How does Numba parallelize reductions (e.g. dot products)


Im not sure about how Numba parallelizes reductions. The docs state, that there are supported reductions such as “+=” . Which means, the following runs in parallel even though that should normaly result in a “race condition”:

def add():
    x = np.arange(0, 10000)
    res = 0
    for i in numba.prange(10000):
        res += x[i]

For research I’d like to know where I can find informations from a offical numba source relating to this so I can cite them. I scanned the docs, but I couldnt find explanations regarding to what exactly happens here.

Thanks in advanced

Hi @burakmartin,

Perhaps have a read of the related developer docs here and here and see if that answers your question. I’m pretty sure that the description is in the latter link (former is for context)!

Hope this helps?

Hey @stuartarchibald ,

Yes that helped! For anyone coming across the same question, this is the answer:

Parallel reductions are not natively provided by GUFuncs but the parfor lowering strategy allows us to use GUFuncs in a way that reductions can be performed in parallel. To accomplish this, for each reduction variable computed by a parfor, the parallel GUFunc and the code that calls it are modified to make the scalar reduction variable into an array of reduction variables whose length is equal to the number of Numba threads. In addition, the GUFunc still contains a scalar version of the reduction variable that is updated by the parfor body during each iteration. One time at the end of the GUFunc this local reduction variable is copied into the reduction array. In this way, false sharing of the reduction array is prevented. Code is also inserted into the main function after the parallel GUFunc has returned that does a reduction across this smaller reduction array and this final reduction value is then stored into the original scalar reduction variable.

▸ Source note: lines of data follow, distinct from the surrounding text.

Issue #348, opened 2017-06-12
deduplicate language options


WilcoFiers:
In axe.js, the same lengthy array with all possible languages is included three times, needlessly adding 140k to axe-core.

PR #357, opened 2017-06-14
feat: moves html lang options from check to commons

downzer0:
The aXe rule/check for valid HTML `lang` attributes had an options array that was being included three times not only making the `axe.js` file three times larger than it needed to be, but also made other apps that consume aXe at least that much larger as well.

I've moved the options array from the check to an `axe.commons.utils` file that returns the same and updated the check JavaScript itself to use `options` if present, otherwise fallback to the returned array of every possible language code.

Closes https://github.com/dequelabs/axe-core/issues/348.


downzer0:
@dylanb @iandotkelly @marcysutton @WilcoFiers I'm working on tests, atm, but heads-up!

downzer0:
@dylanb @iandotkelly @marcysutton @WilcoFiers Ready for your review.

lib/commons/utils/valid-langs.js
```diff
@@ -0,0 +1,8123 @@
+/*global axe */
+
+axe.utils.validLangs = function () {
+	'use strict';
```
marcysutton: I don't think we need `use strict` as Babel adds it for us...as an FYI

test/checks/language/valid-lang.js
```diff
@@ -43,13 +43,12 @@ describe('valid-lang', function () {
 			assert.deepEqual(checkContext._data, ['lang="en-FOO"']);
 		});
 
-		it('should return true (and not throw) when given no options', function () {
+		it('should return false (and not throw) when given no options', function () {
```
marcysutton: How come the return values changed here?

downzer0: It's related to the `none` in the check. It's a bit backwards. Previously, there were `options` or `[]`, but now we've got `(options ? options : axe.commons.utils.validLangs)` - so either `null` or some, but never empty.

This is my best explanation. It's kind of hard to wrap my head around the tests that are true, that return false :)

lib/commons/utils/valid-langs.js
downzer0: Some of the other utils have it, but happy to remove if you advise.

test/checks/language/valid-lang.js
dylanb: Add a test that tests to make sure it returns true if passed an empty options array

dylanb:
@downzer0 - as mentioned in the call - the list of languages is built by the `grunt langs` command, so we need to make sure that build task still works with this new implementation

test/checks/language/valid-lang.js
downzer0: @dylanb doesn't the test on line 37 do that?

downzer0:
@dylanb Everything seems to build OK, and when I manually bring in the compiled `axe.js` file into our rulebuilder, things work there too, in addition to the filesize being 2/3 smaller.

Should we remove the Grunt task?

dylanb:
No, the grunt task does not get called automatically, it is there to build the list should the languages change - now admittedly, this happens very infrequently, but calling it periodically will automatically update for changes whereas maintaining that manually is almost impossible due to the size.

So the Grunt task should be changed to generate the code in the commons from a template (or something equivalent)

downzer0:
@dylanb I've made an update which alters the Gruntfile location to the new util file.

I originally had this generate a JSON file and then tried `require`-ing it in the check, but require is undefined. I opted to just re-build the entire check file with the languages array. I had to disable the JSHint double/single quote check for this file because JSON.stringify makes valid JSON (which has double-quotes) but our rules want single.

I've tested the build process and tested the output axe.js in our rulebuilder.

marcysutton:
So this task for running langs...we should document it better. There is a mention of `valid-lang` in [doc/developer-guide.md](https://github.com/dequelabs/axe-core/blob/develop/doc/developer-guide.md) we need to update. 

I'm also wondering if we should register a task at the bottom of the Gruntfile to make this more obvious.

downzer0:
@marcysutton Good catch, with the documentation - I'll get it updated. My only hesitation with the registered task is that, based on @dylanb's comment, it doesn't sound like this is used much. Also, you _can_ run it with `grunt langs`, it just isn't exposed as easily. I am happy to expose it, but will defer to you and Dylan on this.

marcysutton:
I didn't even know it was there, since there is another variable called `langs`. It is super confusing, so we should do something to document it at least.

downzer0:
Just looked - the docs don't need an update. I will get the Grunt task documented though.

downzer0:
We will document the Grunt tasks in a separate PR. Marcy is creating an issue for it.

marcysutton:
Looks good! Circle just needed a rebuild.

Which, in my own words, means: Numba switches my reduction variable “res” in the given example into a array res = [0,0,0,…], and on every iteration, each thread, instead of working with the real reduction variable, works with a copy of that variable inside the array. At the end of each iteration, the original reduction variable is updated again, which for my example means, that the values inside the smaller array are reduced and the result of that is put into the real reduction variable.